09/04/2026
You’re Not a Bad Horse Person. Something’s Missing. (Part 1)
There is a particular kind of frustration that shows up with a new horse. It is not necessarily loud or dramatic. It is quiet, confusing, and just a little bit identity-threatening.
You are trying to be kind, thoughtful, and patient. You are doing what has always worked for you with animals, or with your previous horse. By all reasonable human standards, you are being a very decent person.
And yet, this horse is still having moments of being tense, unsure, or difficult.
So you do the logical thing. You try to be even nicer. Softer. More understanding. You reassure. You give space. You follow your instincts.
And the horse, in response, becomes worse.
This is where things start to get strange in your own head.
You experience yourself as calm and caring, but the horse is responding as if you are unclear or concerning. That creates something called Cognitive Dissonance, which is simply when your brain is trying to hold two conflicting ideas at the same time. You believe you are being kind and reasonable, but the horse is reacting as if you are not.😫
So you try harder.
You start monitoring everything, including your timing, your hands, your posture, and even your breathing. You become intensely aware of yourself in a way that is neither helpful nor relaxing. This is where Hypervigilance begins to creep in, and nothing feels natural anymore.
Then someone else handles your horse, and the horse is fine.
That is the moment it stops being confusing and starts feeling personal.
This is where people begin to feel stuck. You try, and it does not work. You try again, and it still does not work. Over time, this can turn into Learned Helplessness, which is when you start to feel like nothing you do makes a difference anymore.😥
Underneath that is something people do not talk about enough.
Grief.
Grief for the rider you thought you were, for the version of you that felt capable, and for the ease you used to have.💔
Here is the uncomfortable but very useful truth.
This is not a kindness problem. It is a clarity problem.
Clarity is not a feeling or “good energy.” Clarity is when the horse can understand you. It means the horse can tell what you are asking, find the answer, feel release when they get it right, and begin to predict you.

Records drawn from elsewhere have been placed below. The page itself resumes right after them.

PR #450, opened 2020-01-18
Fix false negatives for D402

### LINKED ISSUE #284: False negatives for D402
The following function fails the D402 check:

```py
def subclasses(cls):
    """Retrieve all subclasses (direct and transitive) from `cls`.

    :param cls: The class to search.
    :type cls: ``type``

    :returns: A generator of subclasses.
    :rtype: ``iter`` of ``type``
    """
    for subclass in cls.__subclasses__():
        for subsubclass in subclasses(subclass):
            yield subsubclass
        yield subclass
```

Presumably the D402 rule just sees the method name followed by an lparen?

barakbeilin:
I want to resolve #284, I've added the appropriate test.

### DIFF
--- a/src/pydocstyle/checker.py
+++ b/src/pydocstyle/checker.py
@@ -478,7 +478,10 @@ class ConventionChecker:
         """
         if docstring:
             first_line = ast.literal_eval(docstring).strip().split('\n')[0]
-            if function.name + '(' in first_line.replace(' ', ''):
+            function_signarture = function.source.split(
+                ":")[0].split('def')[-1].replace(' ', '')
+            
+            if function_signarture in first_line.replace(' ', ''):
                 return violations.D402()
 
     @check_for(Function)
@@ -701,10 +704,13 @@ class ConventionChecker:
                 except `self` or `cls` if it is a method.
 
         """
+        
         docstring_args = set()
         section_level_indent = leading_space(context.line)
         content = context.following_lines
+        
         for current_line, next_line in zip(content, content[1:]):
+            
             # All parameter definitions in the Numpy parameters
             # section must be at the same indent level as the section
             # name.
@@ -741,6 +747,7 @@ class ConventionChecker:
 
         """
         docstring_args = set()
+        
         for line in context.following_lines:
             match = ConventionChecker.GOOGLE_ARGS_REGEX.match(line)
             if match:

It lives in your timing, your consistency, your ability to make things make sense and activity capture their attention.
Horses do not interpret intention the way humans do. They do not think, “She means well.” They experience clarity or confusion. And confusing is not comforting.
Here is the glitch.
The more you try to fix this with more kindness, without improving clarity and skill, the worse it gets, because you are solving the wrong problem.
Partnership is not built on a good heart alone.😎
A good heart matters. It is what drives you to care, to try, and to want better for your horse. But it is not enough on its own. Partnership comes from using that good heart as motivation and dedication to develop the skills that help a horse feel safe, clear, and understood.
So if this is happening to you, pause.
You are not failing. You have just found a gap.
And here is the part most people miss.
If you have a horse that reveals this gap to you, it is not bad luck. It is a gift. Many people go their entire lives with horses and never see this. They stay comfortable-ish, but limited. They never quite learn how to truly communicate in a way that makes sense to the horse.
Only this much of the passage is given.